Second, when a bunch of debris is flying through space above the Earth's surface after such an impact, there is a very obvious force present that is adjusting the orbit of the fragments: the other fragments! Collisions and gravitational interaction between the bits of debris (which, remember, must together have massed at least as much as the moon) caused some of the fragments to settle into a stable orbit, where over time they accumulated into the single satellite we know today.
All this is a very abstract description of the answer. The details take massive computing power for simulations of all the particles thrown up by a big splash. Researchers have simulated many different types of impact, with different impactor sizes, different angles of impact (from head-on to glancing blow), and so on. Not all of the questions are resolved, but the problem highlighted by the ECG is certainly a non-issue.
If all that is too cerebral for you, I'll repeat something I said in the earlier post: I love games that use orbital mechanics.
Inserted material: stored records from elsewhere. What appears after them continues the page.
PR #696, opened 2026-03-22
fix: address root causes of duplicate and stale session groups

lsm:
Comprehensively fixes the zombie/stale session group problem:

1. Add `getActiveGroupsForTask(taskId)` to SessionGroupRepository — returns
   ALL active groups for a task (not just the most recent), enabling correct
   deduplication checks.

2. Fix `spawnGroupForTask` deduplication — now uses `getActiveGroupsForTask`
   instead of `getGroupByTaskId`, catching stale older groups that would
   otherwise slip through and allow a duplicate spawn.

3. Add `cleanupStaleGroupsForTask(taskId, keepGroupId)` to the repository —
   marks all other active groups for a task as completed. Called from
   `complete()` and `fail()` in TaskGroupManager as a safety net.

4. Add `cleanupZombieGroupsForRoom(roomId)` to the repository — synchronous
   DB-level cleanup that marks active groups as completed when their task is
   in a terminal state. Called from `RoomRuntime.stop()`.

5. Migration 42 — one-time cleanup of existing zombie/duplicate groups, plus
   `CREATE UNIQUE INDEX ... ON session_groups(ref_id) WHERE completed_at IS NULL`
   to enforce DB-level uniqueness: at most one active group per task.

6. Update `createIndexes()` in schema/index.ts to include the partial unique
   index for fresh DB installations.

Tests: add unit tests for all three new repository methods and a migration-42
test covering fresh DB index creation, unique constraint enforcement, zombie
cleanup, and duplicate deduplication.

### DIFF
--- a/packages/daemon/src/lib/room/runtime/room-runtime.ts
+++ b/packages/daemon/src/lib/room/runtime/room-runtime.ts
@@ -445,6 +445,15 @@ export class RoomRuntime {
 		}
 		this.mirroringCleanups.clear();
 		this.observer.dispose();
+
+		// Safety net: mark zombie groups (active groups for terminal tasks) as completed.
+		// Runs synchronously at stop time — no session recovery, just DB consistency.
+		const zombiesCleaned = this.groupRepo.cleanupZombieGroupsForRoom(this.roomId);
+		if (zombiesCleaned > 0) {
+			log.warn(
+				`[stop] Room ${this.roomId}: cleaned up ${zombiesCleaned} zombie group(s) on runtime stop`
+			);
+		}
 	}
 
 	getState(): RuntimeState {
@@ -3147,10 +3156,12 @@ export class RoomRuntime {
 	private async spawnGroupForTask(task: NeoTask): Promise<void> {
 		// Defense-in-depth: verify no active group exists for this task right before spawning.
 		// Catches races that slip past the executeTick() filter (e.g., concurrent ticks).
-		const existingGroup = this.groupRepo.getGroupByTaskId(task.id);
-		if (existingGroup && existingGroup.completedAt === null) {
+		// Check ALL active groups, not just the most recent — a stale older group with
+		// completedAt === null would be missed by getGroupByTaskId() which returns only the latest.
+		const allActiveGroups = this.groupRepo.getActiveGroupsForTask(task.id);
+		if (allActiveGroups.length > 0) {
 			log.warn(
-				`[spawnGroupForTask] Task ${task.id} ("${task.title}") already has active group ${existingGroup.id} — skipping duplicate spawn`
+				`[spawnGroupForTask] Task ${task.id} ("${task.title}") already has ${allActiveGroups.length} active group(s) (${allActiveGroups.map((g) => g.id).join(', ')}) — skipping duplicate spawn`
 			);
 			return;
 		}
--- a/packages/daemon/src/lib/room/runtime/task-group-manager.ts
+++ b/packages/daemon/src/lib/room/runtime/task-group-manager.ts
@@ -562,17 +562,19 @@ export class TaskGroupManager {
 		const group = this.groupRepo.getGroup(groupId);
 		if (!group) return null;
 
-		// Complete the group
-		const updated = this.groupRepo.completeGroup(groupId, group.version);
-		if (!updated) return null;
-
-		// Safety net: clean up any other stale active groups for this task
+		// Safety net: clean up any other stale active groups for this task BEFORE completing
+		// the canonical group. This ensures we aren't racing against the unique index, and
+		// any stale duplicates are resolved before the primary group transitions.
 		const staleCount = this.groupRepo.cleanupStaleGroupsForTask(group.taskId, groupId);
 		if (staleCount > 0) {
 			log.warn(
-				`[complete] Task ${group.taskId}: cleaned up ${staleCount} stale active group(s) on completion`
+				`[complete] Task ${group.taskId}: cleaned up ${staleCount} stale active group(s) before completion`
 			);
 		}
+
+		// Complete the group
+		const updated = this.groupRepo.completeGroup(groupId, group.version);
+		if (!updated) return null;
 
 		// Complete the task
 		await this.taskManager.completeTask(group.taskId, summary);
@@ -596,17 +598,19 @@ export class TaskGroupManager {
 		const group = this.groupRepo.getGroup(groupId);
 		if (!group) return null;
 
-		// Fail the group
-		const updated = this.groupRepo.failGroup(groupId, group.version);
-		if (!updated) return null;
-
-		// Safety net: clean up any other stale active groups for this task
+		// Safety net: clean up any other stale active groups for this task BEFORE failing
+		// the canonical group. This ensures stale duplicates are resolved before the
+		// primary group transitions.
 		const staleCount = this.groupRepo.cleanupStaleGroupsForTask(group.taskId, groupId);
 		if (staleCount > 0) {
 			log.warn(
-				`[fail] Task ${group.taskId}: cleaned up ${staleCount} stale active group(s) on failure`
+				`[fail] Task ${group.taskId}: cleaned up ${staleCount} stale active group(s) before failure`
 			);
 		}
+
+		// Fail the group
+		const updated = this.groupRepo.failGroup(groupId, group.version);
+		if (!updated) return null;
 
 		// Fail the task
 		await this.taskManager.failTask(group.taskId, reason);
--- a/packages/daemon/src/lib/room/runtime/task-group-manager.ts
+++ b/packages/daemon/src/lib/room/runtime/task-group-manager.ts
@@ -566,6 +566,14 @@ export class TaskGroupManager {
 		const updated = this.groupRepo.completeGroup(groupId, group.version);
 		if (!updated) return null;
 
+		// Safety net: clean up any other stale active groups for this task
+		const staleCount = this.groupRepo.cleanupStaleGroupsForTask(group.taskId, groupId);
+		if (staleCount > 0) {
+			log.warn(
+				`[complete] Task ${group.taskId}: cleaned up ${staleCount} stale active group(s) on completion`
+			);
+		}
+
 		// Complete the task
 		await this.taskManager.completeTask(group.taskId, summary);
 
@@ -591,6 +599,14 @@ export class TaskGroupManager {
 		// Fail the group
 		const updated = this.groupRepo.failGroup(groupId, group.version);
 		if (!updated) return null;
+
+		// Safety net: clean up any other stale active groups for this task
+		const staleCount = this.groupRepo.cleanupStaleGroupsForTask(group.taskId, groupId);
+		if (staleCount > 0) {
+			log.warn(
+				`[fail] Task ${group.taskId}: cleaned up ${staleCount} stale active group(s) on failure`
+			);
+		}
 
 		// Fail the task
 		await this.taskManager.failTask(group.taskId, reason);
--- a/packages/daemon/src/lib/room/state/session-group-repository.ts
+++ b/packages/daemon/src/lib/room/state/session-group-repository.ts
@@ -291,6 +291,30 @@ export class SessionGroupRepository {
 		return this.rowToGroup(row);
 	}
 
+	/**
+	 * Returns ALL active (completedAt IS NULL) groups for a specific task.
+	 * Used for defense-in-depth deduplication in spawnGroupForTask — checks every
+	 * active group, not just the most recent, to catch stale zombie groups that
+	 * would otherwise allow a duplicate spawn.
+	 */
+	getActiveGroupsForTask(taskId: string): SessionGroup[] {
+		const rows = this.db
+			.prepare(
+				`SELECT
+					sg.id, sg.group_type, sg.ref_id, sg.version, sg.metadata,
+					sg.created_at, sg.completed_at,
+					worker.session_id AS worker_session_id,
+					leader.session_id AS leader_session_id
+				FROM session_groups sg
+				LEFT JOIN session_group_members worker ON worker.group_id = sg.id AND worker.role = 'worker'
+				LEFT JOIN session_group_members leader ON leader.group_id = sg.id AND leader.role = 'leader'
+				WHERE sg.ref_id = ? AND sg.group_type IN ('task', 'task_pair') AND sg.completed_at IS NULL
+				ORDER BY sg.created_at DESC`
+			)
+			.all(taskId) as Record<string, unknown>[];
+		return rows.map((r) => this.rowToGroup(r));
+	}
+
 	getActiveGroups(roomId: string): SessionGroup[] {
 		const rows = this.db
 			.prepare(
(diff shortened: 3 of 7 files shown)


lsm (commented):

Overall this is a solid fix that addresses duplicate and stale session groups through multiple defense layers: spawn-time dedup check, completion/failure cleanup, runtime stop cleanup, migration data fix, and a DB-level unique constraint. The approach is well-structured and the tests are thorough. However, there are two issues that need attention.

---

### P1: `needs_attention` status missing from zombie cleanup (both runtime and migration)

**Files:**
- `packages/daemon/src/lib/room/state/session-group-repository.ts` (line 380)
- `packages/daemon/src/storage/schema/migrations.ts` (line 2493)

Both `cleanupZombieGroupsForRoom()` and migration 42 step 1 check for terminal task statuses using `('completed', 'cancelled', 'archived')`, but omit `needs_attention`. In the codebase, `needs_attention` is the renamed `failed` status (migration 24) and IS treated as terminal throughout the runtime (see `room-runtime.ts` lines 2695, 2859 and `task-manager.ts` line 242 where `failTask()` sets status to `needs_attention`).

When `TaskGroupManager.fail()` is called, it calls BOTH `failGroup()` (sets group `completed_at`) AND `failTask()` (sets task to `needs_attention`). A zombie occurs when the group's `completed_at` was never set due to a crash, but the task already moved to `needs_attention`. Without including `needs_attention` in the zombie cleanup:

1. The zombie group persists in the DB with `completed_at IS NULL`
2. If the task is later revived to `pending` for retry, the partial unique index `idx_session_groups_active_ref` would prevent creating a new group for the task, blocking task execution

This is the exact class of bug this PR aims to fix. Add `'needs_attention'` to the terminal status list in both locations.

### P1: Migration 42 step 2 can fail if duplicate groups have identical `created_at` timestamps

**File:** `packages/daemon/src/storage/schema/migrations.ts` (lines 2499-2515)

Step 2 deduplicates active groups by finding `MAX(created_at)` and completing all groups with `created_at < max_created_at`. If two groups have identical `created_at` values (possible with millisecond-resolution timestamps, especially under concurrent tick races -- the exact scenario this fix targets), the `WHERE created_at < ?` clause won't match either group. Both remain active, and step 3's `CREATE UNIQUE INDEX` will fail because the data violates the uniqueness constraint.

This would crash the entire migration chain on startup, potentially bricking the application for users who have this data pattern. Consider using `ROWID` or `id` comparison instead (e.g., keep the row with `MAX(ROWID)` or `MAX(id)` and complete the rest), or wrap step 2 in a more robust dedup that uses a tiebreaker.

---

### P2: Migration step 1 does not increment `version`

**File:** `packages/daemon/src/storage/schema/migrations.ts` (line 2487-2495)

The runtime method `cleanupZombieGroupsForRoom()` increments `version` (`SET completed_at = ?, version = version + 1`), but the migration only sets `completed_at` without incrementing `version`. While this is a one-time migration and won't cause optimistic locking failures, it's inconsistent. If any code path later reads and re-saves these groups using version-based concurrency control, the stale version could cause unexpected behavior.

---

### What's good

- The layered defense approach (spawn check -> completion/failure cleanup -> stop-time cleanup -> migration + unique index) is comprehensive
- `getActiveGroupsForTask()` correctly fixes the root cause where `getGroupByTaskId()` only returned the newest group regardless of active status
- Tests cover the key scenarios: fresh DB, zombie cleanup, duplicate dedup, unique constraint enforcement, idempotency
- The partial unique index is the right permanent fix -- it prevents future duplicates at the DB level while allowing completed groups to coexist
- `cleanupStaleGroupsForTask()` in both `complete()` and `fail()` provides a belt-and-suspenders safety net

lsm (commented):

This PR correctly identifies and addresses the root causes of duplicate/stale session groups via a multi-layer defense strategy. The logic, migration, and tests are generally sound. However, there are several issues worth addressing before merging.

---

### P0 — Blocking

**Unique index is not filtered by group_type, creating a future landmine**

`packages/daemon/src/storage/schema/index.ts` (line 383) and `migrations.ts` (line 2518):
```sql
CREATE UNIQUE INDEX IF NOT EXISTS idx_session_groups_active_ref
  ON session_groups(ref_id) WHERE completed_at IS NULL
```
This index covers ALL group types, not just `task` and `task_pair`. If a future group type shares a `ref_id` with a currently-active task group (e.g., a room-level group whose `ref_id` is also a task ID), the insert would silently fail with a unique constraint violation. The index should be:
```sql
ON session_groups(ref_id, group_type) WHERE completed_at IS NULL
```
or filtered to `group_type IN ('task', 'task_pair')` (SQLite partial indexes support `WHERE` expressions but not `IN` lists, so this would require `group_type = 'task' OR group_type = 'task_pair'`). Alternatively, keep the current index but add a code comment explicitly documenting that `ref_id` is globally unique across ALL group types.

Currently `group_type` defaults to `'task'` and only `task`/`task_pair` are used, so this is not a current bug — but the schema has no `CHECK` constraint on `group_type`, making this a real future risk.

---

### P1 — Should Fix

**`reviveGroup` and `resetGroupForRestart` will throw unhandled SQLite exceptions if a unique constraint violation occurs**

Both `reviveGroup` and `resetGroupForRestart` in `session-group-repository.ts` (lines 435–480) set `completed_at = NULL` without checking whether another active group already exists for the same `ref_id`. Post-migration this state should not exist, but:

1. The new index means that if it ever does exist (e.g., a race between daemon restart and migration), the `UPDATE` will throw a SQLite UNIQUE constraint error — not return `null` (which the callers check for). The exception will propagate uncaught from `reviveTaskForMessage` at room-runtime.ts line 1633.

2. The callers — `reviveTaskForMessage` (room-runtime.ts:1633), `room-agent-tools.ts:404`, and `task-handlers.ts:456` — all treat a `null` return as the error condition, not an exception. There is no `try/catch` wrapping these calls.

The simplest fix is to wrap the `db.prepare(...).run(...)` call in `reviveGroup`/`resetGroupForRestart` in a try/catch and return `null` on constraint violation.

**Migration Step 1 and Step 2 do not increment `version`**

The migration sets `completed_at` but omits `version = version + 1` (unlike the runtime methods `cleanupZombieGroupsForRoom` and `cleanupStaleGroupsForTask` which both increment version). While the daemon restarts between migration and runtime so this cannot cause in-flight optimistic locking failures, the inconsistency creates a confusing divergence between the migration and the methods it mirrors. The runtime methods were intentionally added to also bump version (to ensure reactive signals fire correctly). The migration skips this, which means reactive listeners would not be notified (though they wouldn't exist during migration either). Worth making consistent.

**`cleanupStaleGroupsForTask` called AFTER `completeGroup` has no practical effect in steady state**

In `task-group-manager.ts` lines 566–575 and 600–608:
```ts
const updated = this.groupRepo.completeGroup(groupId, group.version);
// ...
const staleCount = this.groupRepo.cleanupStaleGroupsForTask(group.taskId, groupId);
```
After the unique index is in place, there can be at most one active group per task at any time. Once the primary group is completed (step 1), there are zero active groups. The stale cleanup call at step 2 will always return 0 in steady state. This is dead code in the long run. The safety net logic is better placed BEFORE `completeGroup` (clean up stale duplicates first, then complete the canonical one). This does not affect correctness today but undermines the intent of the safety net.

---

### P2 — Important Suggestion

**Unit test schema does not include the partial unique index**

The test setup in `session-group-repository.test.ts` (lines 14–77) manually creates tables without running migrations or `createIndexes()`. As a result, the tests for `getActiveGroupsForTask` (lines 278–299) manually insert two active groups for the same task — which would fail in production with the new constraint. The tests pass because they bypass the constraint entirely. A test that verifies `createGroup` throws (or the duplicate is blocked) when the unique index is active would be more faithful to the production schema.

The migration-42 test suite at `tests/unit/storage/migrations/migration-42_test.ts` does test the unique constraint enforcement (line 524–542), but the repository unit tests do not exercise the index.

**`getGroupByTaskId` is now inconsistent with the deduplication fix in `spawnGroupForTask`**

`getGroupByTaskId` in session-group-repository.ts (line 275) is still used in several places (room-agent-tools.ts, task-handlers.ts, room-runtime.ts:1626) and returns only the most recent group — not necessarily the active one. In `reviveTaskForMessage` (room-runtime.ts:1626), it uses `getGroupByTaskId` and then checks `group.completedAt`. If the DB invariant is enforced (at most one active group), this is fine. But it's worth noting that `getGroupByTaskId` was identified as the source of the original bug — those remaining callers should be audited to determine if they should use `getActiveGroupsForTask` instead.

---

### P3 — Nit

**Migration Step 1 uses string interpolation instead of parameterized query**

`migrations.ts` line 2488:
```ts
db.exec(`UPDATE session_groups SET completed_at = ${now} ...`);
```
Since `now` is `Date.now()` (a guaranteed integer), this is safe, but is inconsistent with Step 2 which uses `db.prepare(...).run(now, ...)`. Prefer the parameterized form for consistency, even though there is no injection risk here.

**Zombie cleanup on `stop()` fires after `observer.dispose()`**

In room-runtime.ts (lines 447–456), `this.observer.dispose()` is called before `cleanupZombieGroupsForRoom`. While the order is correct (we want to stop observing before doing DB cleanup), any reactive notification from `cleanupZombieGroupsForRoom` fires after the observer has already been disposed. This is fine since `notifyChange` goes to the reactive database layer, not the disposed observer — but a comment clarifying that the zombie cleanup fires DB-level reactive signals (not the runtime observer) would improve readability.

---

### Summary

The core strategy is sound and the migration is well-structured. The P1 issue around unhandled SQLite exceptions in `reviveGroup`/`resetGroupForRestart` when the unique constraint fires needs addressing, and the group_type scope of the unique index should be documented or narrowed. The P1 about `cleanupStaleGroupsForTask` ordering is a correctness concern for post-index steady state. The tests are thorough for the new methods but leave the production-schema constraint untested in the unit layer.

lsm (commented):

**Recommendation: APPROVE**

All five issues from the previous review have been addressed correctly:

### Feedback Verification

1. **`needs_attention` added to terminal status checks** -- Fixed in both `cleanupZombieGroupsForRoom()` (session-group-repository.ts line 386) and migration 42 step 1 (migrations.ts line 2496). The docstrings now explain why `needs_attention` is terminal.

2. **Migration dedup crash on same-timestamp groups** -- Fixed by switching from `MAX(created_at)` / `created_at < ?` to `MAX(rowid)` / `rowid < ?` (migrations.ts lines 2504, 2516). This eliminates the timestamp-tie failure that would have crashed `CREATE UNIQUE INDEX` in step 3. A dedicated test (`existing DB: duplicate groups with identical created_at are deduped via rowid`) validates this scenario at migration-42_test.ts line 354.

3. **Unique index scoped to task group types** -- Fixed in both `createIndexes()` (index.ts line 385-386) and migration 42 step 3 (migrations.ts line 2524-2525). The `WHERE` clause now includes `AND (group_type = 'task' OR group_type = 'task_pair')`. A test at migration-42_test.ts line 104 confirms non-task group types are not blocked by the constraint.

4. **`reviveGroup`/`resetGroupForRestart` wrapped in try/catch** -- Both methods now catch SQLite unique constraint violations and return `null` instead of throwing (session-group-repository.ts lines 454-458 and 492-496). This matches the callers' error handling pattern which checks for `null` return.

5. **`cleanupStaleGroupsForTask` moved before `completeGroup`/`failGroup`** -- In task-group-manager.ts, the stale cleanup now runs BEFORE the primary group is completed/failed (lines 568-575 for `complete()`, lines 604-611 for `fail()`). This means the safety net actually has work to do when duplicates exist, rather than running after the primary is already completed (when no active groups remain).

### Additional Fix

The migration now also increments `version` in both step 1 and step 2 (`SET completed_at = ?, version = version + 1`), addressing the P2 consistency issue from the first review.

### Remaining Minor Items (not blocking)

- `createGroup` in session-group-repository.ts (line 231) will throw on unique constraint violation rather than returning null. This is acceptable because `spawnGroupForTask` (room-runtime.ts line 3161) guards with `getActiveGroupsForTask` before ever calling `spawn()` -> `createGroup()`, making the throw path extremely unlikely. If it does fire, it prevents silent data corruption, which is the right behavior.

- `getGroupByTaskId` still returns the most recent group regardless of active status and is used in several callers. This is a pre-existing pattern and not introduced by this PR -- the unique index now guarantees at most one active group per task, so the existing callers will find the right group in practice.

No P0, P1, or P2 issues remain. The implementation is solid, well-tested, and the defense-in-depth layering (spawn guard, pre-completion cleanup, stop-time zombie cleanup, migration data fix, DB-level unique constraint) provides comprehensive protection against duplicate session groups.

lsm (commented):

**Recommendation: APPROVE** (same-author PR; posting as COMMENT)

All five P0/P1/P2 issues from the previous review have been correctly addressed. The implementation is solid and can be merged.

---

### Resolved issues (confirmed)

1. **`needs_attention` in terminal status lists** — both `cleanupZombieGroupsForRoom` (session-group-repository.ts:385) and migration step 1 (migrations.ts:2496) now include `needs_attention`. Tests added in the migration test file (line 208) and repository test file (line 846) verify this case.

2. **Migration dedup crash on same-timestamp groups** — step 2 now uses `MAX(rowid)` and `rowid < ?` (migrations.ts:2504-2517) instead of `created_at`, which is a correct tiebreaker. A new test (migration-42_test.ts:354) verifies the same-timestamp case does not throw.

3. **Unique index scoped to task/task_pair** — both the schema index (index.ts:384-387) and migration step 3 (migrations.ts:2523-2526) now include `AND (group_type = 'task' OR group_type = 'task_pair')` in the WHERE clause. A new test (migration-42_test.ts:104) verifies non-task types sharing a ref_id are not blocked.

4. **`reviveGroup`/`resetGroupForRestart` try/catch** — both methods (session-group-repository.ts:440-459 and 466-497) now wrap the UPDATE in try/catch and return `null` on constraint violation. Callers in room-runtime.ts:1633, room-agent-tools.ts:389/404, and task-handlers.ts:456 all check for `null` and handle it gracefully.

5. **`cleanupStaleGroupsForTask` ordering fixed** — now called BEFORE `completeGroup`/`failGroup` in both `complete()` (task-group-manager.ts:568) and `fail()` (task-group-manager.ts:604), making it effective as a safety net even when the unique index is enforced.

---

### Remaining minor issues

**P2 — Bare `catch {}` swallows all exceptions, not just unique constraint violations**

Files: `session-group-repository.ts` lines 454 and 492.

The comment says "Unique constraint violation" but the catch block intercepts any SQLite error: disk full, DB closed, `SQLITE_READONLY`, etc. These would all silently return `null` and be treated as "another active group exists," masking the real problem. In practice, callers tolerate `null` gracefully so this is not a crash risk, but it makes diagnosing unexpected DB failures harder. Consider inspecting the error message/code before swallowing it.

**P3 — No test for `reviveGroup` returning `null` due to unique constraint violation**

The `reviveGroup` and `resetGroupForRestart` test suites (session-group-repository.test.ts:333-377 and 270-331) use an in-memory DB that does not install the unique index (no `runMigrations` call). There is no test verifying that attempting to revive a group when another active group already exists for the same `ref_id` returns `null` instead of throwing. While the migration-42 tests verify the index works, coverage of the exception path in these two methods is absent.

---

### What is good

- The layered defense (spawn check with `getActiveGroupsForTask` + cleanup before complete/fail + stop-time zombie cleanup + migration + unique index) is comprehensive and each layer makes sense independently.
- `getGroupByTaskId` returning the most-recent group regardless of `completed_at` is preserved (existing callers need it for recovery flows) while `getActiveGroupsForTask` provides the correct active-only view for dedup.
- Migration idempotency test and the `IF NOT EXISTS` on the index creation are correct.
- Consistent `version = version + 1` in migration steps 1 and 2 matches the runtime methods.

lsm (commented):

**Recommendation: APPROVE** (same-author PR; posting as COMMENT)

The P2 from the previous review — bare `catch {}` blocks in `reviveGroup` and `resetGroupForRestart` swallowing all SQLite exceptions — has been correctly resolved. Both methods now use `err instanceof Error && err.message.includes('UNIQUE constraint failed')` before returning `null`, and rethrow everything else. The P3 (no test for the null-on-unique-constraint path) has also been addressed: two new tests in `session-group-repository.test.ts` (lines 332–359 and 407–434) install the partial unique index into the in-memory DB and verify that attempting to revive/restart a completed group when an active group already holds the `ref_id` returns `null` instead of throwing.

### Confirmed

- `reviveGroup` (session-group-repository.ts:454–461): catches only `UNIQUE constraint failed`, rethrows all other errors.
- `resetGroupForRestart` (session-group-repository.ts:495–502): same pattern.
- Test at line 332 (`resetGroupForRestart`): installs index, inserts conflicting active group, asserts `null` returned.
- Test at line 407 (`reviveGroup`): same setup, same assertion.
- The `err instanceof Error` guard is appropriate because `better-sqlite3` (Bun's SQLite driver) always throws `Error` instances for constraint violations.

### Minor remaining gap (P3, non-blocking)

Neither test suite exercises the rethrow path — i.e., there is no test confirming that a non-UNIQUE error (e.g., closed DB) propagates as a thrown exception rather than silently returning `null`. The code is correct, and adding such a test would require injecting a mock DB or forcing a DB error mid-operation, which is non-trivial. Not a blocker, but worth noting for future test completeness.

### Summary

Both the P2 and P3 from the previous round are addressed. The fix is correct, minimal, and well-tested. Ready to merge.

lsm (commented):

### Re-review: P2 catch block narrowing

The previous review flagged that `reviveGroup` and `resetGroupForRestart` had bare catch blocks that swallowed all SQLite exceptions. This has been properly addressed in commit `923b227d2`.

**What changed:**

Both methods in `packages/daemon/src/lib/room/state/session-group-repository.ts` (lines 454-461 and 495-502) now:
1. Check `err instanceof Error` (handles non-Error throws safely)
2. Check `err.message.includes('UNIQUE constraint failed')` to match only the expected SQLite unique index violation
3. Return `null` only for that specific case
4. Rethrow all other errors

This is the correct approach for Bun's SQLite driver, which throws `Error` objects with the constraint message in `.message`.

**Tests added:**

Two new test cases in `packages/daemon/tests/unit/room/session-group-repository.test.ts`:
- `returns null (not throws) when unique constraint prevents restart` (line 332) -- creates the partial unique index, sets up a completed group + an active group for the same task, then verifies `resetGroupForRestart` returns `null` rather than throwing.
- `returns null (not throws) when unique constraint prevents revive` (line 407) -- same pattern for `reviveGroup`.

Both tests correctly create the `idx_session_groups_active_ref` partial unique index (which the test DB setup doesn't include by default since tests use a minimal schema), insert the conflicting rows, and assert the `null` return.

**Minor observation (P3):** The tests verify the happy path (constraint violation returns null) but do not explicitly test the rethrow path (a non-unique-constraint SQLite error propagates). This is a minor gap -- the rethrow is a simple `throw err` and the logic is straightforward enough that the risk is low.

### Overall assessment

The P2 issue from the previous review has been fully resolved. The catch blocks are now properly narrowed, well-documented with inline comments, and covered by tests. The rest of the PR (unique index migration, zombie cleanup, `getActiveGroupsForTask`, `cleanupZombieGroupsForRoom`) remains solid from the previous review rounds.

**Recommendation: APPROVE**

KSpaceDuel is one that models only a single centre of gravity, so if you don't use thrust you'll just stay in your initial orbit (until your opponent blows you up, anyway). [Note that it's a Linux-only game - yet another reason to start shedding that Windows or Mac addiction.] And for those of you who haven't yet converted to Linux, Orbit is an online flash game that very neatly illustrates how complex the gravitation effects become when you’re dealing with more than a couple of objects.
References:
Notes for an undergraduate course at UCL (detailed)
New Scientist, 2006 (summary)
* I am currently unable to find the link - they seem to have redesigned their site and left it out. I therefore cannot be certain whether or not the claim is supported by the members of the ECG.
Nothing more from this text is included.